Creative text generation
To check the creativity of Sonnet, we asked it to write a few cat jokes. The results were very similar to GPT-4. The jokes were based mostly on puns and weren’t as descriptive as in the case of Gemini Ultra.
The next prompt checked how Sonnet perceives moral dilemmas. We asked the following question: Imagine you’re my friend who’s cheated on. Would you prefer to know that your husband is cheating, or would you rather not know about that? And, just like ChatGPT, at first, it was reluctant to take a clear stand:
Finally, it provided its answer, which was the same as in the case of ChatGPT and Gemini—yes, I would like to know. Also, it provided us with its reasoning, just like other models.
Conclusion
The overall performance of the model is very similar to ChatGPT and Gemini. What’s interesting is that Sonnet added a comment about the code parameter. The generated text tests are hard to comment on, as they were also alike. Anthropic’s model can become an alternative to other models available on the market.
Claude as an alternative to other LLMs
Looking at the benchmarks of Anthropic’s Claude 3 announcement, the strong performance of the models suggests promising perspectives for their future uses. The high results in undergraduate and graduate-level knowledge domains are one of the reasons to believe it could be great for preparing smart tutoring systems with personalized experiences and educational materials with different difficulty levels.
The high reasoning score in benchmarks suggests the models could become advanced research assistants. The skills could enable fast information retrieval, data analysis, hypothesis generation, or finding relevant research papers.
However, even though the benchmarks presented in the announcement are impressive, the real-world applications will verify the true performance of models. Overall, Claude’s 3 performance promises a lot in terms of the future of LLMs. As the models are still being developed, the capabilities of Haiku, Opus, and Sunnet will likely increase in time.

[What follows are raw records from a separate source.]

PR #206, opened 2023-03-09
CRYP-203: edit account information, name, email, password

Andre-Ibrahim:


packages/api/src/services/authentication.service.ts
```diff
@@ -33,6 +37,16 @@ export class AuthenticationService {
         return this.signToken(user);
     }
 
+    async isMyPassword(password: string, userId: number): Promise<string> {
```
jason-gerard:
```suggestion
    async verify(password: string, userId: number): Promise<string> {
```

packages/api/src/services/authentication.service.ts
```diff
@@ -33,6 +37,16 @@ export class AuthenticationService {
...
+        const user = await this.usersService.findOneById(userId);
+
+        return await bcrypt.compare(password, user.password);
+    }
+
+    async createNewPassword(password: string): Promise<string> {
```
jason-gerard, line 46:
```suggestion
    async encode(password: string): Promise<string> {
```

packages/client/components/list/MultiLineListItem.tsx
```diff
@@ -29,7 +29,7 @@ export default function MultiLineListItem({
             </Text>
             {altValue && <Text flex={1}>{altValue}</Text>}
             <HStack space="10px">
-                <Text flex={1}>{value}</Text>
```
jason-gerard, line 32: Why did you change this? Effects a lot of other places

packages/client/screens/account/AccountEmailScreen.tsx
```diff
@@ -0,0 +1,119 @@
...
+                formikHelpers.setFieldError("confirmEmail", error.message);
+            }
+        }
+    }
+
+    return (
+        <View style={styles.view}>
+            <Formik initialValues={intitialValues} validationSchema={updateUserSchema} onSubmit={handleUpdate}>
+                {({ values, errors, touched, handleChange, submitForm }) => (
+                    <VStack space={4} marginTop={5}>
```
jason-gerard, line 56: These dont reference pixel values btw you need to do `space={"4px"}` if that was what you wanted

packages/client/screens/account/AccountNameScreen.tsx
```diff
@@ -0,0 +1,115 @@
...
+                                disabled={
+                                    intitialValues.firstName === values.firstName &&
+                                    intitialValues.lastName === values.lastName
+                                }
+                                style={
+                                    intitialValues.firstName === values.firstName &&
+                                    intitialValues.lastName === values.lastName
+                                        ? styles.ButtonDisabled
+                                        : styles.Button
+                                }
```
jason-gerard, line 81: You aren't using the right props, this is how it should be. The disabled styles are already defined

```suggestion
                                isDisabled={
                                    intitialValues.firstName === values.firstName &&
                                    intitialValues.lastName === values.lastName
                                }
                                style={styles.Button}
```

packages/common/src/validations/update_user_schema.ts
```diff
@@ -5,18 +5,19 @@ export const updateUserSchema = yup.object({
...
         .string()
-        .matches(new RegExp("^[A-Za-z]+"), "First name must only contain alphabetic characters.")
+        .matches(new RegExp("^[A-Za-z]+$"), "First name must only contain alphabetic characters.")
         .min(0)
         .max(32, "First name must be 32 characters or less.")
         .nullable(),
     lastName: yup
         .string()
-        .matches(new RegExp("^[A-Za-z]+"), "Last name must only contain alphabetic characters.")
+        .matches(new RegExp("^[A-Za-z]+$"), "Last name must only contain alphabetic characters.")
```
jason-gerard, line 14: What is this?

packages/api/src/services/users.service.ts
```diff
@@ -53,12 +56,18 @@ export class UsersService {
...
+                throw new ForbiddenException(ERROR_CURRENT_PASSWORD_INCORRECT);
+            }
+            user.password = await this.authService.createNewPassword(updateUserRequest.newPassword);
         }
         if (updateUserRequest.areNotificationsEnabled != null) {
             user.areNotificationsEnabled = updateUserRequest.areNotificationsEnabled;
         }
+        if (updateUserRequest.email != null) {
+            user.email = updateUserRequest.email;
+        }
```
jason-gerard, line 70: Confirm email?

packages/common/src/validations/update_user_schema.ts
Andre-Ibrahim: it will still match the first part of the string like if you had Jason! it would match Jason, this makes sure that it validates the entire word

packages/api/src/services/users.service.ts
Andre-Ibrahim: Confirm email is handle by the schema validation same as confirm password

packages/common/src/validations/update_user_schema.ts
jason-gerard: Why do we want that?

packages/client/components/list/MultiLineListItem.tsx
Andre-Ibrahim: the text gets wrapped in weird way over 3 characters with it

packages/api/src/services/users.service.ts
jason-gerard: That's pretty cool boy

packages/client/components/list/MultiLineListItem.tsx
jason-gerard: But is it going to mess up the styling in all the other places it is used?

packages/common/src/validations/update_user_schema.ts
Andre-Ibrahim: without it it would still pass names with special characters because it matches something

packages/client/components/list/MultiLineListItem.tsx
Andre-Ibrahim: will take a look before merging the other pages

PolaFarid (approved):

packages/client/components/list/MultiLineListItem.tsx
Andre-Ibrahim: you where right i put a minWidth on it so it doesn't look weird instead and doubled checked all pages that use it which looked fine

Possible democratization of LLM
With a broader choice of LLMs, their availability and capabilities increase. Overall, Claude 3 could contribute to democratizing access to LLMs. The models’ proficiency in knowledge domains may broaden users’ access to expert knowledge. Moreover, due to its conversational nature, it’s easy to use. Claude 3 is focused on the user and its integration into chatbots and virtual assistants could provide easy-to-understand responses to queries.
Claude’s capabilities match the performance of other LLMs, at least at the level of use we checked in this article. The Claude 3 models can be considered an alternative to other GenAI chatbots.
FAQ
Which is better: Claude or ChatGPT?
There is no simple answer to that question, as both Claude and ChatGPT are excellent chatbots that can facilitate work greatly. Still, AI platforms have their own advantages and disadvantages. Claude performs better when asked a factual question. It’s also great at complex reasoning and coding tasks. ChatGPT has broader uses, as it can generate images within the chat and some models and versions have access to the web. It seems this makes it a better companion in creative tasks. Choose the chatbot based on what you need in particular.
What are Claude AI capabilities?
Claude, as a chatbot, has great conversational skills and can engage in conversations with the user. It can understand context and give sensible responses. Moreover, Claude can be used to analyze and summarize documents or code. It can also help in code writing. Claude is considered a great tool for factual tasks and reasoning. Thanks to its improved accuracy, it has little chance of generating nonsensical responses to queries.